Issue #16972, opened 2023-10-23
Refactor logins encryption key retrieval logic


lougeniaC64:
In an effort to potentially resolve the low logins sync success rate, refactor the encryption key retrieval logic so that the following is true:

* the encryption key is only recreated after the database has been wiped
* the database is wiped **and** the key is recreated when logins exist in the database and key and canary have been lost

┆Issue is synchronized with this [Jira Task](https://mozilla-hub.atlassian.net/browse/FXIOS-7619)

PR #16973, opened 2023-10-23
Refactor FXIOS-7619 [v121] update key retrieval logic

lougeniaC64:
## :scroll: Tickets
[Jira ticket](https://mozilla-hub.atlassian.net/browse/FXIOS-7619)
[Github issue](https://github.com/mozilla-mobile/firefox-ios/issues/16972)

## :bulb: Description
As a part of the analysis of the low logins sync success rate (see [here](https://mozilla-hub.atlassian.net/browse/SYNC-3865) for details), we're improving the key retrieval logic by doing the following:

- Ensuring that the database is always wiped before the encryption key is regenerated unless there are no records in the database and the key _*and*_ canary are missing. This will prevent sync and decryption errors for records that have no chance of being decrypted as their key data is gone.
- Adding a check for logins records in the database and wiping them when both the key and canary are missing. Previously we assumed that when both the key and canary weren't available we were creating a key for the first time so we didn't wipe the database.

## :pencil: Checklist

### DIFF
--- a/Storage/Rust/RustLogins.swift
+++ b/Storage/Rust/RustLogins.swift
@@ -355,8 +355,9 @@ public extension LoginEntry {
 }
 
 public enum LoginEncryptionKeyError: Error {
-    case illegalState
     case noKeyCreated
+    case illegalState
+    case dbRecordCountVerificationError(String)
 }
 
 public class RustLoginEncryptionKeys {
@@ -691,15 +692,20 @@ public class RustLogins {
                 return
             }
 
-            do {
-                let key = try self.getStoredKey()
-                let id = try self.storage?.add(login: login, encryptionKey: key).record.id
-                deferred.fill(Maybe(success: id!))
-            } catch let err as NSError {
-                deferred.fill(Maybe(failure: err))
+            self.getStoredKey { result in
+                switch result {
+                case .success(let key):
+                    do {
+                        let id = try self.storage?.add(login: login, encryptionKey: key).record.id
+                        deferred.fill(Maybe(success: id!))
+                    } catch let err as NSError {
+                        deferred.fill(Maybe(failure: err))
+                    }
+                case .failure(let err):
+                    deferred.fill(Maybe(failure: err))
+                }
             }
         }
-
         return deferred
     }
 
@@ -734,12 +740,18 @@ public class RustLogins {
                 return
             }
 
-            do {
-                let key = try self.getStoredKey()
-                _ = try self.storage?.update(id: id, login: login, encryptionKey: key)
-                deferred.fill(Maybe(success: ()))
-            } catch let err as NSError {
-                deferred.fill(Maybe(failure: err))
+            self.getStoredKey { result in
+                switch result {
+                case .success(let key):
+                    do {
+                        _ = try self.storage?.update(id: id, login: login, encryptionKey: key)
+                        deferred.fill(Maybe(success: ()))
+                    } catch let err as NSError {
+                        deferred.fill(Maybe(failure: err))
+                    }
+                case .failure(let err):
+                    deferred.fill(Maybe(failure: err))
+                }
             }
         }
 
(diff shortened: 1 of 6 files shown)


Storage/Rust/RustLogins.swift
```diff
@@ -815,75 +827,106 @@ public class RustLogins {
...
+            GleanMetrics.LoginsStoreKeyRegeneration.lost.record()
+            self.resetLoginsAndKey(rustKeys: rustKeys, completion: completion)
         case (.none, .none):
-            // We didn't expect the key to be present, and it's not (which is the case for first-time calls).
-            do {
-                return try rustKeys.createAndStoreKey()
-            } catch let error as NSError {
-                throw error
+            // We didn't expect the key to be present, which either means this is a first-time
+            // call or the key data has been cleared from the keychain.
```
lougeniaC64, line 898: Is it possible that the encryption data is unavailable instead of missing in this instance? Is there an availability check I can do for the keychain?

lougeniaC64:
@adudenamedruby I'm open to meeting to review these changes is that helps.

Storage/Rust/RustLogins.swift
```diff
@@ -815,75 +827,106 @@ public class RustLogins {
...
+                }
+
+                guard let hasLogins = result.successValue else {
+                    let msg = "Failed to verify logins count before attempting to reset key"
+                    completion(.failure(LoginEncryptionKeyError.dbRecordCountVerificationError(msg) as NSError))
+                    return
+                }
+
+                if hasLogins {
+                    // Since the key data isn't present and we have login records in
```
lougeniaC64, line 913: If this PR seems reasonable, I'll create a PR to add some telemetry here to track how often this occurs. If users are regularly losing the key and canary, there may be a larger keychain management issue that needs to be addressed.

Storage/Rust/RustLogins.swift
adudenamedruby: I've worked with keychain very little so I can't answer this question without making stuff up. Lemme know if you want me to look into Apple's docs to find out more for you.

lougeniaC64: Yeah we probably need an answer to this question because if the keychain is unavailable we're wiping data without cause. It's also worth noting that if we expect the keychain to always be available, there may be a keychain issue here.

adudenamedruby: @OrlaM @nbhasin2 Ya'll have any idea re: this before I go investigating?

OrlaM: With the work week last week this got lost in my emails, sorry. I'm not sure I understand the distinction between unavailable and missing. Are you asking if the key chain can possibly be in a state where it potentially has data but is unresponsive?

lougeniaC64: No worries! I'm wondering if it is correct to assume that if a call to retrieve a keychain value returns nil, all subsequent calls will return nil unless that keychain value is reset. Right now we are assuming that once a call to `MZKeychainWrapper.sharedClientAppContainerKeychain.string` for the logins encryption key returns nil it will always return nil unless we reset the key value via `MZKeychainWrapper.sharedClientAppContainerKeychain.set`.

Subsequently, we wipe the database because any saved logins can't be decrypted without the old key. However, if a keychain value can be temporarily unavailable, wiping the database would be heavy-handed and result in unnecessary data loss for the user.

adudenamedruby: So, from my investigation yesterday, there are cases where the key-chain can be unavailable (but still contain a value). However, everything I've uncovered so far seems to indicate that those are edge cases, are pretty rare, and, if you're running into them, there's something else that's generally wrong, the the assumption seems to be, from what I'm reading, that keychain is generally available, and a value that returns `nil` will return `nil` until it's set.

However, I'll let people who'eve worked with keychain answer more clearly. I've literally only looked into this for about an hour yesterday.

OrlaM: > No worries! I'm wondering if it is correct to assume that if a call to retrieve a keychain value returns nil, all subsequent calls will return nil unless that keychain value is reset. 
This is not a safe assumption. There is at least one known issue with the keychain where it can return nil for data that is present, from a little googling it seems like this issue is still present today. When the app is resumed from a background state it can take a little time for the OS to decrypt any protected data and if a call to fetch that data is made before the decryption process has finished it will return nil, but trying again at a later time will return the expected value. 

A common work around is to use this value to check first if the data is available, and linked on the same page are notifications you can observe to find out when the data becomes available. 
https://developer.apple.com/documentation/uikit/uiapplication/1622925-isprotecteddataavailable

lougeniaC64: Since `getStoredKey` is called when users attempt to add, update, or sync logins I think the best solution at present is to add a guard clause for`isProtectedDataAvailable` and if it fails return an error that the caller can process as needed. 

For syncing this will mean logins are excluded from syncs until the keychain is available which, because of how often syncs are triggered, should be imperceptible to the user as long as the keychain is eventually available. 
But for adding and updating logins, it will mean that while the keychain is unavailable those calls will fail as there's no way to perform the encryption without the key. And the failure could be perceived as data loss.

I'm hesitant to add observers here as I'm not sure how these database calls being triggered after a notification is sent will play with the concurrent code in place. I would definitely be concerned about unintended side effects. Let me know if this makes sense or if you have better suggestions. @OrlaM @adudenamedruby 

And thanks for looking into this!

OrlaM: Makes sense to me 👍

adudenamedruby (approved):

adudenamedruby:
@lougeniaC64 if you wouldn't mind rebasing against `main` for BitRise. tyvm

lougeniaC64:
> @lougeniaC64 if you wouldn't mind rebasing against `main` for BitRise. tyvm
> 
> also, there's a bunch of failing tests. :(

Huh, all these tests passed when I ran them locally. I'll see what I can do.

lougeniaC64:
@adudenamedruby I added some teardown logic for the test I added, maybe that was the issue.

Also, I noticed while I was running the tests locally that I got a warning for the `UIApplication.shared.isProtectedDataAvailable` call I'm making in `getStoredKey` because it's not being called on the main thread. Is this the right call (is there a backed call for this check)? Wrapping that call in `DispatchQueue.main` doesn't seem right considering these logins API calls are occurring on background threads.

OrlaM:
> Also, I noticed while I was running the tests locally that I got a warning for the `UIApplication.shared.isProtectedDataAvailable` call I'm making in `getStoredKey` because it's not being called on the main thread. Is this the right call (is there a backed call for this check)? Wrapping that call in `DispatchQueue.main` doesn't seem right considering these logins API calls are occurring on background threads.

That's possibly why the tests are failing. `UIApplication.shared` should always be access from the main thread. I'm not sure there is much way around it, you'll need to dispatch to the main thread then return to the background thread which is a bit messy but not sure of a better way.

lougeniaC64:
> That's possibly why the tests are failing. `UIApplication.shared` should always be access from the main thread. I'm not sure there is much way around it, you'll need to dispatch to the main thread then return to the background thread which is a bit messy but not sure of a better way.

@OrlaM Do you have an example of this anywhere that I could replicate?

OrlaM:
> @OrlaM Do you have an example of this anywhere that I could replicate?

Something like this
```
        DispatchQueue.main.async {
            if !UIApplication.shared.isProtectedDataAvailable  {
                let msg = "Logins encryption key cannot be retrieved as protected data is not available"
                let err = LoginEncryptionKeyError.keychainUnavailable(msg) as NSError
                completion(.failure(err))
                return
            }
            queue.async {
                // The rest of the getStoredKey function
            }
        }
```

lougeniaC64:
> > @OrlaM Do you have an example of this anywhere that I could replicate?
> 
> Something like this
> 
> ```
>         DispatchQueue.main.async {
>             if !UIApplication.shared.isProtectedDataAvailable  {
>                 let msg = "Logins encryption key cannot be retrieved as protected data is not available"
>                 let err = LoginEncryptionKeyError.keychainUnavailable(msg) as NSError
>                 completion(.failure(err))
>                 return
>             }
>             queue.async {
>                 // The rest of the getStoredKey function
>             }
>         }
> ```

I'm going to push up what I have but the result of this change is that running the tests crashes at the `testIsDuringSearchControllerDismiss` test.

lougeniaC64:
Oh also, @adudenamedruby , probably not a good idea to merge this code until this threading issue is resolved.  :grimacing:

adudenamedruby:
I added a label for now. :)

Storage/Rust/RustLogins.swift
lougeniaC64: @adudenamedruby After meeting with @OrlaM, I removed the `isProtectedDataAvailable` check as it's difficult to retrieve this value for use in the backend. We can reassess this decision if needed. But for now we should be able to remove the do not merge label and attempt another bitrise build.

OrlaM (approved):

OrlaM:
Looks like some of the test failures are logins related so probably not flakes.

lougeniaC64:
> Looks like some of the test failures are logins related so probably not flakes.

Is there anything I can do to replicate the Bitrise test builds locally? These tests pass locally so if there's anything I can do to decrease the feedback loop, let me know.

OrlaM:
Unfortunately not, often tests run much slower on Bitrise which can surface race conditions which can either be an issue with the test design or can be a real issue in the code itself, but it can be really tricky to repo locally.

Storage/Rust/RustLogins.swift
```diff
@@ -815,75 +828,113 @@ public class RustLogins {
...
+                                level: .warning,
+                                category: .storage,
+                                description: error.localizedDescription)
+                completion(.failure(error))
+            }
+        }
+    }
+
+    public func getStoredKey(completion: @escaping (Result<String, NSError>) -> Void) {
+        guard UIApplication.shared.isProtectedDataAvailable else {
```
lougeniaC64, line 853: OMG! This is really boneheaded. I deleted the additional commits with the `isProtectedDataAvailable` logic but forgot to remove this clause from the original commit which is TOTALLY why the tests are crashing smh. Removing this now. Sorry about that.

OrlaM:
Looks like it's down to just one test failure
image
The branch also has conflicts.

lougeniaC64:
> Looks like it's down to just one test failure image The branch also has conflicts.

Yeah I was assuming the tests were failing because I refactored the `getStoredKey` function to have an escaping closure parameter. I wanted to test a fix for the failing logins tests to make sure I was right. I'm going to push up similar changes for the rust sync manager tests that are failing and the test I added for this PR and then commented out. Hopefully they pass, if not I may remove them.

lougeniaC64:
@OrlaM I disabled the new test I added and the RustSyncManager `testGetEnginesAndKeys` test as I can't resolve the timing issue. After these fixes are merged I will try to refactor the testGetEnginesAndKeys with mocking for the key retrieval logic, but I don't want to hold this up. 

The remaining test failures seem unrelated.

dsmithpadilla:
@mergifyio backport release/v120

# # # # #

→ **Problem requirements**:
Could you restate word for word the lines above, from the one that contains "However, I'll let" through the one that contains "This is not", and no others?

→ **Response to the task**:
However, I'll let people who'eve worked with keychain answer more clearly. I've literally only looked into this for about an hour yesterday.

OrlaM: > No worries! I'm wondering if it is correct to assume that if a call to retrieve a keychain value returns nil, all subsequent calls will return nil unless that keychain value is reset. 
This is not a safe assumption. There is at least one known issue with the keychain where it can return nil for data that is present, from a little googling it seems like this issue is still present today. When the app is resumed from a background state it can take a little time for the OS to decrypt any protected data and if a call to fetch that data is made before the decryption process has finished it will return nil, but trying again at a later time will return the expected value. 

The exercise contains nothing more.